(Data supplied)
PR #291, opened 2019-12-18
Worldview: add GLText command

jtbandes:
## Summary

Adds a new `<GLText />` command which is API-compatible with `<Text />`. Instead of overlaying DOM nodes on top of Worldview, the text is rendered in GL so it can participate in occlusion. Rendering in GL is also much faster than managing many separate DOM elements; see the GLText docs page for a performance demo.

All the necessary characters are rendered into a texture atlas using a [signed distance field](https://github.com/libgdx/libgdx/wiki/Distance-field-fonts) representation, then all characters from all children are drawn in a single draw call. More implementation details are explained in GLText.js.

GLText demo

Many thanks to the following resources/implementations/references which were helpful in informing this implementation!
- Valve: [Improved Alpha-Tested Magnification for Vector Textures and Special Effects](https://steamcdn-a.akamaihd.net/apps/valve/2007/SIGGRAPH2007_AlphaTestedMagnification.pdf)
- Mapbox: [Drawing Text with Signed Distance Fields in Mapbox GL](https://blog.mapbox.com/drawing-text-with-signed-distance-fields-in-mapbox-gl-b0933af6f817)
- Otto Chrons: [Text rendering in OpenGL](http://hack.chrons.me/opengl-text-rendering/)
- Stack Overflow: [Better Quality Text in WebGL](https://stackoverflow.com/q/25956272/23649)
- https://github.com/mapbox/tiny-sdf
- [deck.gl TextLayer](https://github.com/uber/deck.gl/tree/78891632763fa655bec04d320fec3c66c85f6365/modules/layers/src/text-layer)
- [mapbox-gl-js GlyphManager](https://github.com/mapbox/mapbox-gl-js/blob/26a47e4e11dec83dc6d6190a904224c290c74f96/src/render/glyph_manager.js)
- https://github.com/dy/font-atlas-sdf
(End Data supplied)
Your goal:
All of the data is to be transcribed exactly as written.

Task result:
PR #291, opened 2019-12-18
Worldview: add GLText command

jtbandes:
## Summary

Adds a new `<GLText />` command which is API-compatible with `<Text />`. Instead of overlaying DOM nodes on top of Worldview, the text is rendered in GL so it can participate in occlusion. Rendering in GL is also much faster than managing many separate DOM elements; see the GLText docs page for a performance demo.

All the necessary characters are rendered into a texture atlas using a [signed distance field](https://github.com/libgdx/libgdx/wiki/Distance-field-fonts) representation, then all characters from all children are drawn in a single draw call. More implementation details are explained in GLText.js.

GLText demo

Many thanks to the following resources/implementations/references which were helpful in informing this implementation!
- Valve: [Improved Alpha-Tested Magnification for Vector Textures and Special Effects](https://steamcdn-a.akamaihd.net/apps/valve/2007/SIGGRAPH2007_AlphaTestedMagnification.pdf)
- Mapbox: [Drawing Text with Signed Distance Fields in Mapbox GL](https://blog.mapbox.com/drawing-text-with-signed-distance-fields-in-mapbox-gl-b0933af6f817)
- Otto Chrons: [Text rendering in OpenGL](http://hack.chrons.me/opengl-text-rendering/)
- Stack Overflow: [Better Quality Text in WebGL](https://stackoverflow.com/q/25956272/23649)
- https://github.com/mapbox/tiny-sdf
- [deck.gl TextLayer](https://github.com/uber/deck.gl/tree/78891632763fa655bec04d320fec3c66c85f6365/modules/layers/src/text-layer)
- [mapbox-gl-js GlyphManager](https://github.com/mapbox/mapbox-gl-js/blob/26a47e4e11dec83dc6d6190a904224c290c74f96/src/render/glyph_manager.js)
- https://github.com/dy/font-atlas-sdf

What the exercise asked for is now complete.